• _Problem statement_
Your task is to copy every line of this material exactly.

• _Provided information_
Issue #48, opened 2015-02-20
Apply group tag to more that one song at once 


flberger:
*Migrated from [https://bugs.launchpad.net/exaile/+bug/1341448](https://bugs.launchpad.net/exaile/+bug/1341448)*

In exaile 3.4.0-dev+bzr4524 and the group tagger plugin 0.3, when I select a couple of songs in a playlist and mark a group tag in the GroupTagger panel, only the very first of the selected songs is bein labelled.

This makes it very cumbersome to apply a group tag to more that a handful songs at once.

I propose the following feature:

- When selecting several songs and checking the group tag, a dialog appears "Are you sure you want to apply tag X to more that one song?"

- Confirming "OK", the tag is being applied to all selected songs.

- The dialog could also feature a "Remember selection and don't ask me again" checkbox.

Thanks for considering.

virtuald:
Fixed, albeit slightly differently.

PR #49, opened 2015-02-20
Allowing group tags to be applied to more than one selected song

flberger:
Proposed fix for  #48 "Apply group tag to more that one song at once".

Has been working nicely for me so far.


virtuald:
Clearly this fell off my radar -- my apologies for that. 

My objection to your patch (I haven't ran it yet) is that you're making changes to the currently selected track(s), which means that the track that is shown in the title isn't actually the one that's being edited.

• _Response_
Issue #48, opened 2015-02-20
Apply group tag to more that one song at once 


flberger:
*Migrated from [https://bugs.launchpad.net/exaile/+bug/1341448](https://bugs.launchpad.net/exaile/+bug/1341448)*

In exaile 3.4.0-dev+bzr4524 and the group tagger plugin 0.3, when I select a couple of songs in a playlist and mark a group tag in the GroupTagger panel, only the very first of the selected songs is bein labelled.

This makes it very cumbersome to apply a group tag to more that a handful songs at once.

I propose the following feature:

- When selecting several songs and checking the group tag, a dialog appears "Are you sure you want to apply tag X to more that one song?"

- Confirming "OK", the tag is being applied to all selected songs.

- The dialog could also feature a "Remember selection and don't ask me again" checkbox.

Thanks for considering.

virtuald:
Fixed, albeit slightly differently.

PR #49, opened 2015-02-20
Allowing group tags to be applied to more than one selected song

flberger:
Proposed fix for  #48 "Apply group tag to more that one song at once".

Has been working nicely for me so far.


virtuald:
Clearly this fell off my radar -- my apologies for that. 

My objection to your patch (I haven't ran it yet) is that you're making changes to the currently selected track(s), which means that the track that is shown in the title isn't actually the one that's being edited.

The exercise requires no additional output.